Transcribe exactly the line containing "digimaun: Seems like" and every line after it, through the end of the records below.

═════ EXTRACTED RECORDS ═════

PR #609, opened 2022-12-28
Created test queries command for hub configuration

Elsie4ever:
Created test queries command for hub configuration, it help to validate target condition and custom metric queries

---

### General Guidelines

Intent for Production

Basic expectations

### DIFF
--- a/HISTORY.rst
+++ b/HISTORY.rst
@@ -21,6 +21,11 @@ unreleased
   
   To learn more about this transition, visit http://aka.ms/iot-ca-updates/.
 
+* Added test queries commands for configuration, it validates target condition and custom metric queries for a
+  configuration on the IoT Hub:
+
+    - az iot hub configuration test-queries
+
 
 **IoT Central updates**
 
--- a/HISTORY.rst
+++ b/HISTORY.rst
@@ -5,6 +5,12 @@ Release History
 
 unreleased
 +++++++++++++++
+**IoT Hub updates**
+
+* Added test queries commands for configuration, it validates target condition and custom metric queries for a
+  configuration on the IoT Hub:
+
+    - az iot hub configuration test-queries
 
 0.18.3
 +++++++++++++++
@@ -20,12 +26,6 @@ unreleased
   - az iot hub certificate root-authority set
   
   To learn more about this transition, visit http://aka.ms/iot-ca-updates/.
-
-* Added test queries commands for configuration, it validates target condition and custom metric queries for a
-  configuration on the IoT Hub:
-
-    - az iot hub configuration test-queries
-
 
 **IoT Central updates**
 
--- a/azext_iot/_help.py
+++ b/azext_iot/_help.py
@@ -829,16 +829,15 @@ helps[
       This command supports both inline json and file input for custom metric queries `--custom-metric-queries`.
       Review examples and parameter description for details on how to fully utilize the operation.
 
-      - For bash inline json format use '{"key":"value"}' and \\ (backslash) for command continuation.
-      - For powershell inline json format use '{\\"key\\":\\"value\\"}' and ` (tilde) for command continuation.
-      - For cmd inline json format use \"{\\"key\\":\\"value\\"}\" and ^ (caret) for command continuation.
-      - For file based json input use "@/path/to/file". File based input avoids shell quotation issues.
+      Read more about using quotation marks and escapes characters in different shells here:
+      https://github.com/Azure/azure-iot-cli-extension/wiki/Tips#use-quotation-mark-properly-for-command-continuation
 
     examples:
     - name: Validate the target condition and custom metric queries with inline json.
       text: >
         az iot hub configuration test-queries -n {iothub_name} --target-condition "from devices.modules where tags.building=9"
-        --custom-metric-queries '{\\"mymetric\\":""select moduleId from devices.modules where tags.location=''US''""}'
+        --custom-metric-queries '{\\"mymetric\\":""select moduleId from devices.modules where tags.location=''US''"",
+        \\"mertic\\":\\"select *\\"}'
     - name: Validate the target condition and custom metric queries with json file.
       text: >
         az iot hub configuration test-queries -n {iothub_name} --target-condition "from devices.modules where tags.building=9"
--- a/azext_iot/_help.py
+++ b/azext_iot/_help.py
@@ -821,6 +821,31 @@ helps[
 """
 
 helps[
+    "iot hub configuration test-queries"
+] = """
+    type: command
+    short-summary: Validates target condition and custom metric queries for a configuration on the IoT Hub
+    long-summary: |
+      This command supports both inline json and file input for custom metric queries `--custom-metric-queries`.
+      Review examples and parameter description for details on how to fully utilize the operation.
+
+      - For bash inline json format use '{"key":"value"}' and \\ (backslash) for command continuation.
+      - For powershell inline json format use '{\\"key\\":\\"value\\"}' and ` (tilde) for command continuation.
+      - For cmd inline json format use \"{\\"key\\":\\"value\\"}\" and ^ (caret) for command continuation.
+      - For file based json input use "@/path/to/file". File based input avoids shell quotation issues.
+
+    examples:
+    - name: Validate the target condition and custom metric queries with inline json.
+      text: >
+        az iot hub configuration test-queries -n {iothub_name} --target-condition "from devices.modules where tags.building=9"
+        --custom-metric-queries '{\\"mymetric\\":""select moduleId from devices.modules where tags.location=''US''""}'
+    - name: Validate the target condition and custom metric queries with json file.
+      text: >
+        az iot hub configuration test-queries -n {iothub_name} --target-condition "from devices.modules where tags.building=9"
+        --custom-metric-queries '/path/to/file'
+"""
+
+helps[
     "iot hub distributed-tracing"
 ] = """
     type: group
--- a/azext_iot/_params.py
+++ b/azext_iot/_params.py
@@ -819,6 +819,13 @@ def load_arguments(self, _):
             type=int,
             help="Maximum number of configurations to return. By default all configurations are returned.",
         )
+        context.argument(
+            "custom_metric_queries",
+            options_list=["--custom-metric-queries"],
+            type=dict,
+            help="Map of custrom metric queries for configuration. "
+            'Format example: {"mertic1":"select *", "metric2":"select moduleId from devices.modules where tags.location=''US''"}',
+        )
 
     with self.argument_context("iot edge") as context:
         context.argument(
--- a/azext_iot/_params.py
+++ b/azext_iot/_params.py
@@ -822,9 +822,7 @@ def load_arguments(self, _):
         context.argument(
             "custom_metric_queries",
             options_list=["--custom-metric-queries"],
-            type=dict,
-            help="Map of custrom metric queries for configuration. "
-            'Format example: {"mertic1":"select *", "metric2":"select moduleId from devices.modules where tags.location=''US''"}',
+            help="Inline custom metric queries JSON or file path to custom metric queries JSON. "
         )
 
     with self.argument_context("iot edge") as context:
--- a/azext_iot/deviceupdate/_help.py
+++ b/azext_iot/deviceupdate/_help.py
@@ -842,13 +842,8 @@ def load_deviceupdate_help():
           `--related-file`. Review examples and parameter descriptions for details on how
           to fully utilize the operation.
 
-          - For bash inline json format use '{"key":"value"}' and \\ (backslash) for command continuation.
-          - For powershell inline json format use '{\\"key\\":\\"value\\"}' and ` (tilde) for command continuation.
-          - For cmd inline json format use \"{\\"key\\":\\"value\\"}\" and ^ (caret) for command continuation.
-          - For file based json input use "@/path/to/file". File based input avoids shell quotation issues.
-
-          For a detailed explanation of shell quoting rules please goto
-            https://learn.microsoft.com/en-us/cli/azure/use-cli-effectively
+          Read more about using quotation marks and escapes characters in different shells here
+            https://github.com/Azure/azure-iot-cli-extension/wiki/Tips#use-quotation-mark-properly-for-command-continuation
 
         examples:
         - name: Initialize a minimum content import manifest. Inline json optimized for `bash`.
--- a/azext_iot/operations/hub.py
+++ b/azext_iot/operations/hub.py
@@ -49,6 +49,7 @@ from azext_iot._factory import SdkResolver, CloudError
 from azext_iot.operations.generic import _execute_query, _process_top
 from typing import Optional
 import pprint
+from azext_iot.common.utility import validate_key_value_pairs
 
 logger = get_logger(__name__)
 printer = pprint.PrettyPrinter(indent=2)
@@ -1641,8 +1642,13 @@ def iot_hub_configuration_test_queries(
     try:
         headers = {}
         headers["If-Match"] = '"{}"'.format(etag if etag else "*")
+        if custom_metric_queries:
+            custom_metric_queries = process_json_arg(custom_metric_queries, argument_name="content")
         result = service_sdk.configuration.test_queries(target_condition, custom_metric_queries)
-        print(result.target_condition_error)
+        if result.target_condition_error is not None:
+            logger.error('Target condition validation failed: "%s".', result.target_condition_error)
+        if result.custom_metric_query_errors is not None:
+            logger.error('Target condition validation failed: "%s".', result.custom_metric_query_errors)
     except CloudError as e:
         handle_service_exception(e)
 
--- a/azext_iot/operations/hub.py
+++ b/azext_iot/operations/hub.py
@@ -1625,7 +1625,7 @@ def iot_hub_configuration_test_queries(
     hub_name=None,
     resource_group_name=None,
     login=None,
-    auth_type_dataplane=None,
+    auth_type_dataplane=None
 ):
     discovery = IotHubDiscovery(cmd)
     target = discovery.get_target(
@@ -1641,14 +1641,17 @@ def iot_hub_configuration_test_queries(
         if custom_metric_queries:
             custom_metric_queries = process_json_arg(custom_metric_queries, argument_name="custom_metric_queries")
 
-        result = service_sdk.configuration.test_queries(target_condition, custom_metric_queries)
+        result = service_sdk.configuration.test_queries(target_condition, custom_metric_queries, raw=True).response.json()
+        validation_errors = []
 
-        if not result.target_condition_error and not result.custom_metric_query_errors:
+        if not result['targetConditionError'] and not result['customMetricQueryErrors']:
             return 'Validation passed!'
-        if result.target_condition_error:
-            return 'Target condition validation failed: {}.'.format(result.target_condition_error)
-        if result.custom_metric_query_errors:
-            return 'Custom metric query validation failed: {}.'.format(result.custom_metric_query_errors)
+        if result['targetConditionError']:
+            validation_errors.append('Target condition validation failed: {}.'.format(result['targetConditionError']))
+        if result['customMetricQueryErrors']:
+            validation_errors.append('Custom metric query validation failed: {}.'.format(result['customMetricQueryErrors']))
+
+        return validation_errors
     except CloudError as e:
         handle_service_exception(e)
 
--- a/azext_iot/operations/hub.py
+++ b/azext_iot/operations/hub.py
@@ -49,7 +49,6 @@ from azext_iot._factory import SdkResolver, CloudError
 from azext_iot.operations.generic import _execute_query, _process_top
 from typing import Optional
 import pprint
-from azext_iot.common.utility import validate_key_value_pairs
 
 logger = get_logger(__name__)
 printer = pprint.PrettyPrinter(indent=2)
@@ -1627,7 +1626,6 @@ def iot_hub_configuration_test_queries(
     resource_group_name=None,
     login=None,
     auth_type_dataplane=None,
-    etag=None,
 ):
     discovery = IotHubDiscovery(cmd)
     target = discovery.get_target(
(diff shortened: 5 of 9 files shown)


HISTORY.rst
```diff
@@ -21,6 +21,11 @@ unreleased
   
   To learn more about this transition, visit http://aka.ms/iot-ca-updates/.
 
+* Added test queries commands for configuration, it validates target condition and custom metric queries for a
```
vilit1: put this under the unreleased since it wasn't released yet

azext_iot/_help.py
```diff
@@ -820,6 +820,31 @@
...
+    type: command
+    short-summary: Validates target condition and custom metric queries for a configuration on the IoT Hub
+    long-summary: |
+      This command supports both inline json and file input for custom metric queries `--custom-metric-queries`.
+      Review examples and parameter description for details on how to fully utilize the operation.
+
+      - For bash inline json format use '{"key":"value"}' and \\ (backslash) for command continuation.
+      - For powershell inline json format use '{\\"key\\":\\"value\\"}' and ` (tilde) for command continuation.
+      - For cmd inline json format use \"{\\"key\\":\\"value\\"}\" and ^ (caret) for command continuation.
+      - For file based json input use "@/path/to/file". File based input avoids shell quotation issues.
```
vilit1: We should have this in a separate readme/file or wiki page that we link to the main page (and also any commands that we think needs it). 

Wanna write a "best practices for az cli beyond the given resources"? Let's start with adding this info (and any other weird quirks of the command shells) to the wiki page

Our wiki page to add to:
https://github.com/Azure/azure-iot-cli-extension/wiki/Tips

Leverage this doc (and or tell people to read this):
https://learn.microsoft.com/en-us/cli/azure/use-cli-effectively?tabs=bash%2Cbash2

vilit1: Also make sure you test these things out in a non powershell terminal - ex: ubuntu 

Google for how to add ubuntu to windows terminal
https://rkstrdee.medium.com/how-to-add-ubuntu-tab-to-windows-10s-new-terminal-271eb6dfd8ee

azext_iot/_help.py
```diff
@@ -820,6 +820,31 @@
...
+
+    examples:
+    - name: Validate the target condition and custom metric queries with inline json.
+      text: >
+        az iot hub configuration test-queries -n {iothub_name} --target-condition "from devices.modules where tags.building=9"
+        --custom-metric-queries '{\\"mymetric\\":""select moduleId from devices.modules where tags.location=''US''""}'
+    - name: Validate the target condition and custom metric queries with json file.
+      text: >
+        az iot hub configuration test-queries -n {iothub_name} --target-condition "from devices.modules where tags.building=9"
+        --custom-metric-queries '/path/to/file'
```
vilit1, line 844: Does the file have only one query?

azext_iot/_help.py
```diff
@@ -820,6 +820,31 @@
...
+      - For bash inline json format use '{"key":"value"}' and \\ (backslash) for command continuation.
+      - For powershell inline json format use '{\\"key\\":\\"value\\"}' and ` (tilde) for command continuation.
+      - For cmd inline json format use \"{\\"key\\":\\"value\\"}\" and ^ (caret) for command continuation.
+      - For file based json input use "@/path/to/file". File based input avoids shell quotation issues.
+
+    examples:
+    - name: Validate the target condition and custom metric queries with inline json.
+      text: >
+        az iot hub configuration test-queries -n {iothub_name} --target-condition "from devices.modules where tags.building=9"
+        --custom-metric-queries '{\\"mymetric\\":""select moduleId from devices.modules where tags.location=''US''""}'
```
vilit1: You may need to also update the param file - have you tried running your command with -h to see how it looks?

azext_iot/operations/hub.py
```diff
@@ -1618,6 +1618,42 @@ def iot_hub_configuration_delete(
...
+    service_sdk = resolver.get_sdk(SdkType.service_sdk)
+
+    try:
+        if custom_metric_queries:
+            custom_metric_queries = process_json_arg(custom_metric_queries, argument_name="content")
+
+        result = service_sdk.configuration.test_queries(target_condition, custom_metric_queries)
+
+        if not result.target_condition_error and not result.custom_metric_query_errors:
+            print("Validation passed!")
```
vilit1: What does string/message does the service return if the queries pass? What does the portal use to say that the queries worked?

azext_iot/operations/hub.py
```diff
@@ -1618,6 +1618,42 @@ def iot_hub_configuration_delete(
...
+        resource_group_name=resource_group_name,
+        login=login,
+        auth_type=auth_type_dataplane,
+    )
+    resolver = SdkResolver(target=target)
+    service_sdk = resolver.get_sdk(SdkType.service_sdk)
+
+    try:
+        if custom_metric_queries:
+            custom_metric_queries = process_json_arg(custom_metric_queries, argument_name="content")
```
vilit1: argument name is custom metric queries here, no?

azext_iot/operations/hub.py
vilit1: Also you can return the message if it makes sense

azext_iot/operations/hub.py
```diff
@@ -1618,6 +1618,42 @@ def iot_hub_configuration_delete(
...
+
+        result = service_sdk.configuration.test_queries(target_condition, custom_metric_queries)
+
+        if not result.target_condition_error and not result.custom_metric_query_errors:
+            print("Validation passed!")
+            return
+        if result.target_condition_error:
+            logger.error('Target condition validation failed: "%s".', result.target_condition_error)
```
vilit1: why log and not return?

azext_iot/tests/iothub/configurations/test_iot_config_int.py
```diff
@@ -676,6 +677,29 @@ def test_device_configurations(self):
...
+            # Validate target condition for configuration
+            target_condition = "from devices.modules where tags.building=9"
+            self.cmd(
+                self.set_cmd_auth_type(
+                    "iot hub configuration test-queries -n {} --target-condition \"{}\"".format(
+                        self.entity_name, target_condition
+                    ),
+                    auth_type=auth_phase,
+                ),
+                expect_failure=False,
```
vilit1: if expect_failure is false, you don't need to specify that input - magic of python and default values

azext_iot/tests/iothub/configurations/test_iot_config_unit.py
```diff
@@ -899,3 +899,64 @@ def test_config_apply_edge_error(
...
+        service_client.return_value = build_mock_response(mocker, request.param, {})
+        return service_client
+
+    @pytest.mark.parametrize(
+        "hub_name, target_condition, custom_metric_queries, etag",
+        [
+            (
+                mock_target["entity"],
+                "tags.building=43 and tags.environment='test'",
+                "{\"hi\": \"sd\"}",
```
vilit1: you can just do `'{"hi":"sd"}'` here

azext_iot/tests/iothub/configurations/test_iot_config_unit.py
```diff
@@ -899,3 +899,64 @@ def test_config_apply_edge_error(
...
+                [generate_generic_id(), None],
+            )
+        ],
+    )
+    def test_config_queries(self, fixture_cmd, serviceclient, hub_name, etag, target_condition, custom_metric_queries):
+        subject.iot_hub_configuration_test_queries(
+            cmd=fixture_cmd,
+            hub_name=hub_name,
```
vilit1: considering that the hub_name will be the same, you can set the variable here rather than parameterizing it

azext_iot/tests/iothub/configurations/test_iot_config_unit.py
```diff
@@ -899,3 +899,64 @@ def test_config_apply_edge_error(
...
+
+    @pytest.mark.parametrize(
+        "hub_name, target_condition, custom_metric_queries, etag",
+        [
+            (
+                mock_target["entity"],
+                "tags.building=43 and tags.environment='test'",
+                "{\"hi\": \"sd\"}",
+                [generate_generic_id(), None],
+            )
```
vilit1: more conditions? weird to parameterize with only one test case - same with the one below

azext_iot/_help.py
Elsie4ever: nope, you can have multiple queries, the input is a dict[str, str]

azext_iot/_help.py
Elsie4ever: yep I did run -h

azext_iot/operations/hub.py
Elsie4ever: this service call is a bit different, the return type is ConfigurationQueriesTestResponse. when it fails, it will not throw exception, the status code will be 200, so I need to check the value of target_condition_error  and custom_metric_query_errors. On the other hand, when validation passed, there is no message from service call, the target_condition_error  and custom_metric_query_errors will just be NONE. So i think it would be make sense for me to write a message telling user that the validation pass, otherwise nothing will be happened?😀

azext_iot/tests/iothub/configurations/test_iot_config_int.py
Elsie4ever: ah I see, will update!

azext_iot/tests/iothub/configurations/test_iot_config_unit.py
Elsie4ever: I was referencing test_config_apply_edge_error that also only having one test case that is using parameterize, so what would be the best practice to initialize the parameters when there is only one case?

azext_iot/operations/hub.py
vilit1: do a return since it will be more useful for developers than a print (cause then they can do stuff like save the output vs having to save whatever prints to the console)

azext_iot/_help.py
vilit1: how does it work if there are multiple queries?

lets say that the first query passes, second fails, third passes - what would the result be?
what if all queries fail?

azext_iot/_params.py
```diff
@@ -819,6 +819,13 @@ def load_arguments(self, _):
             type=int,
             help="Maximum number of configurations to return. By default all configurations are returned.",
         )
+        context.argument(
+            "custom_metric_queries",
+            options_list=["--custom-metric-queries"],
+            type=dict,
+            help="Map of custrom metric queries for configuration. "
```
vilit1: custom

azext_iot/_params.py
```diff
@@ -819,6 +819,13 @@ def load_arguments(self, _):
...
+            'Format example: {"mertic1":"select *", "metric2":"select moduleId from devices.modules where tags.location=''US''"}',
```
vilit1: usually we have format examples in the help rather than the param help.

azext_iot/_help.py
vilit1: ^ on this note, add an example with multiple inline queries

azext_iot/_params.py
vilit1: also this can be a file too - use wording like this example for az dt model create 
image

azext_iot/operations/hub.py
```diff
@@ -1618,6 +1618,41 @@ def iot_hub_configuration_delete(
...
+        if custom_metric_queries:
+            custom_metric_queries = process_json_arg(custom_metric_queries, argument_name="custom_metric_queries")
+
+        result = service_sdk.configuration.test_queries(target_condition, custom_metric_queries)
+
+        if not result.target_condition_error and not result.custom_metric_query_errors:
+            return 'Validation passed!'
+        if result.target_condition_error:
+            return 'Target condition validation failed: {}.'.format(result.target_condition_error)
+        if result.custom_metric_query_errors:
```
vilit1: will there ever be a condition where we have result.target_condition_error and result.custom_metric_query_errors? We want to make sure we return everything if possible

azext_iot/tests/iothub/configurations/test_iot_config_unit.py
```diff
@@ -899,3 +899,40 @@ def test_config_apply_edge_error(
...
+    def serviceclient(self, mocker, fixture_ghcs, fixture_sas, request):
+        service_client = mocker.patch(path_service_client)
+        service_client.return_value = build_mock_response(mocker, request.param, {})
+        return service_client
+
+    def test_config_queries(self, fixture_cmd, serviceclient):
+        subject.iot_hub_configuration_test_queries(
+            cmd=fixture_cmd,
+            hub_name=mock_target["entity"],
+            target_condition="tags.building=43 and tags.environment='test'",
```
vilit1: you can keep the target_condition and custom metric queries as parameterized - 

I thought of some extra tests:
have some failure cases (you want to hit both if statements so you will need at least two)
have some that are multiple queries that pass
have some multiple queries that are a mixed of fail/pass

azext_iot/tests/iothub/configurations/test_iot_config_unit.py
```diff
@@ -899,3 +899,40 @@ def test_config_apply_edge_error(
...
+
+    def test_config_queries_invalid_args(
+        self, fixture_cmd, serviceclient
+    ):
+        with pytest.raises(CLIError):
+            subject.iot_hub_configuration_test_queries(
+                cmd=fixture_cmd,
+                hub_name=mock_target["entity"],
+                target_condition="targetCondition",
+                custom_metric_queries="hello.txt",
```
vilit1, line 1014: target_condition and custom metric queries can also be parameterized here

more tests - are there invalid target conditions?

what about invalid custom metric queries (lets say a bad json)

azext_iot/tests/iothub/configurations/test_iot_config_unit.py
```diff
@@ -899,3 +899,40 @@ def test_config_apply_edge_error(
...
+        assert "/configurations/testQueries" in url
+        assert method == "POST"
+
+        assert body.get("targetCondition") == "tags.building=43 and tags.environment='test'"
+        assert body.get("customMetricQueries") == {'hi': 'sd'}
+
+    def test_config_queries_invalid_args(
+        self, fixture_cmd, serviceclient
+    ):
+        with pytest.raises(CLIError):
```
vilit1, line 1009: we should start checking what error message it throws too but that can be a future pr.

azext_iot/operations/hub.py
Elsie4ever: got it! now it's returned😁

azext_iot/_params.py
Elsie4ever: true! forgot about the file, thanks!

azext_iot/_params.py
Elsie4ever: ok got it, I was following the one above, will remove that

azext_iot/operations/hub.py
Elsie4ever: there will, let me make a change

azext_iot/tests/iothub/configurations/test_iot_config_unit.py
Elsie4ever: test updated!

azext_iot/tests/iothub/configurations/test_iot_config_unit.py
Elsie4ever: test update!

azext_iot/_help.py
Elsie4ever: updated and tested in multiple shells

azext_iot/_help.py
Elsie4ever: updated with multiple inline queries. the return type of query error is dict[str, str], therefore when we have multiple queries with mixed fail/pass, it will have error under the specific queries name

Elsie4ever: here's an example:

(env) PS D:\azure-iot-cli-extension> az iot hub configuration test-queries -n dfsdf --custom-metric-queries '{\"mymetric\":\"sd\", \"mymetric2\":\"select moduleId from devices.modules where tags.location=''US''\"}'
[
  "Custom metric query validation failed: {'mymetric': \"SQL query parse failed due to following errors: \\n\\tLine 1:0 missing SELECT at 'sd'\"}."
]

azext_iot/deviceupdate/_help.py
```diff
@@ -842,13 +842,8 @@ def load_deviceupdate_help():
...
 
-          - For bash inline json format use '{"key":"value"}' and \\ (backslash) for command continuation.
-          - For powershell inline json format use '{\\"key\\":\\"value\\"}' and ` (tilde) for command continuation.
-          - For cmd inline json format use \"{\\"key\\":\\"value\\"}\" and ^ (caret) for command continuation.
-          - For file based json input use "@/path/to/file". File based input avoids shell quotation issues.
-
-          For a detailed explanation of shell quoting rules please goto
-            https://learn.microsoft.com/en-us/cli/azure/use-cli-effectively
+          Read more about using quotation marks and escapes characters in different shells here
+            https://github.com/Azure/azure-iot-cli-extension/wiki/Tips#use-quotation-mark-properly-for-command-continuation
```
digimaun, line 846: We should create a new page in our wiki that is dedicated for inline json help - linking to that is safer. I'm hesitant about using an anchor where the header content could slightly change breaking the link.

azext_iot/operations/hub.py
```diff
@@ -1618,6 +1618,44 @@ def iot_hub_configuration_delete(
...
+        auth_type=auth_type_dataplane,
+    )
+    resolver = SdkResolver(target=target)
+    service_sdk = resolver.get_sdk(SdkType.service_sdk)
+
+    try:
+        if custom_metric_queries:
+            custom_metric_queries = process_json_arg(custom_metric_queries, argument_name="custom_metric_queries")
+
+        result = service_sdk.configuration.test_queries(target_condition, custom_metric_queries, raw=True).response.json()
```
digimaun, line 1644: What happens when target_condition is None?

azext_iot/operations/hub.py
```diff
@@ -1618,6 +1618,44 @@ def iot_hub_configuration_delete(
...
+        validation_errors = []
+
+        if not result['targetConditionError'] and not result['customMetricQueryErrors']:
+            return 'Validation passed!'
```
digimaun, line 1648: In most cases we should not return bare strings in stdout, this can be a debug or info logger item if desired. The result code being 0 indicates success.

azext_iot/operations/hub.py
```diff
@@ -1618,6 +1618,44 @@ def iot_hub_configuration_delete(
...
+        if result['targetConditionError']:
+            validation_errors.append('Target condition validation failed: {}.'.format(result['targetConditionError']))
+        if result['customMetricQueryErrors']:
```
digimaun, line 1651: Is there something non-optimal or confusing in regards to the data model returned by the service where we need to organize it in a different way?

azext_iot/_help.py
```diff
@@ -820,6 +820,30 @@
...
+      Review examples and parameter description for details on how to fully utilize the operation.
+
+      Read more about using quotation marks and escapes characters in different shells here:
+      https://github.com/Azure/azure-iot-cli-extension/wiki/Tips#use-quotation-mark-properly-for-command-continuation
+
+    examples:
+    - name: Validate the target condition and custom metric queries with inline json.
+      text: >
+        az iot hub configuration test-queries -n {iothub_name} --target-condition "from devices.modules where tags.building=9"
+        --custom-metric-queries '{\\"mymetric\\":""select moduleId from devices.modules where tags.location=''US''"",
```
digimaun, line 839: json input by file is fine, but have we thought about alternative to inline json ways to take user input to reduce the users need for dealing with shell quotation issues? I know the edge deployment create command has a similar pattern to this (whose implementation is legacy) , but I'm thinking of alternatives like an nargs kvp style input, something like:

```
az iot hub configuration test-queries \
-n myiothub \
--target-condition "from devices.modules where tags.building=9" \
--custom-metric-queries mymetric1="select moduleId from devices.modules where tags.location='US'" mymetric2="select moduleId from devices.modules where tags.location='EU'" 
```

Thoughts?

azext_iot/deviceupdate/_help.py
Elsie4ever: sure, I will move it to a new page!

azext_iot/operations/hub.py
Elsie4ever: when target_condition is None, it will go ahead validate custom_metric_queries; if custom_metric_queries is also None, then the return will be {'Message': 'ErrorCode:ArgumentInvalid;BadRequest', 'ExceptionMessage': 'Tracking ID:cffd76d19a36464ca394469eda49b357-G:0-TimeStamp:01/04/2023 18:04:02'}

azext_iot/operations/hub.py
Elsie4ever: got it will update!

azext_iot/_help.py
Elsie4ever: I agree this is much more clear and easy to use, let me dive into how to implement these, thanks for the insight!

azext_iot/operations/hub.py
Elsie4ever: do you mean why I chose to use raw=True? yeah that's because when I try to mock response, Vicky and I tried different formats to pass in target_condition_error and custom_metric_query_errors, but all of them goes to 'additional properties' instead of the expected place. And using raw=True as Vicky suggested did fix this issue since the fixture now don't do assumption of where to put the properties that we mock anymore. Please let me know if there is better insight to fix this, thanks!😀

azext_iot/deviceupdate/_help.py
Elsie4ever: New page added, how about this? https://github.com/Azure/azure-iot-cli-extension/wiki/Inline-JSON-helps

azext_iot/operations/hub.py
digimaun: I'm not talking about raw=True, I'm referring to why we can't return `result` / the service response as is - instead, here we are manipulating the response

azext_iot/operations/hub.py
digimaun: Seems like low hanging fruit to ensure the users request meets the minimum, as in add validation to ensure at least target condition or custom metric queries has a value. The client error message would be more clear and better devEx compared to "BadRequest" when the command currently doesn't require either.

azext_iot/_help.py
digimaun: We can also think about (in a separate task) retrofitting the existing commands that support custom metric queries with this pattern for consistency.

Elsie4ever:
According to offline conversation, this cmd is not quite useful to cli, therefore scratching it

═════

ANSWER AREA:
digimaun: Seems like low hanging fruit to ensure the users request meets the minimum, as in add validation to ensure at least target condition or custom metric queries has a value. The client error message would be more clear and better devEx compared to "BadRequest" when the command currently doesn't require either.

azext_iot/_help.py
digimaun: We can also think about (in a separate task) retrofitting the existing commands that support custom metric queries with this pattern for consistency.

Elsie4ever:
According to offline conversation, this cmd is not quite useful to cli, therefore scratching it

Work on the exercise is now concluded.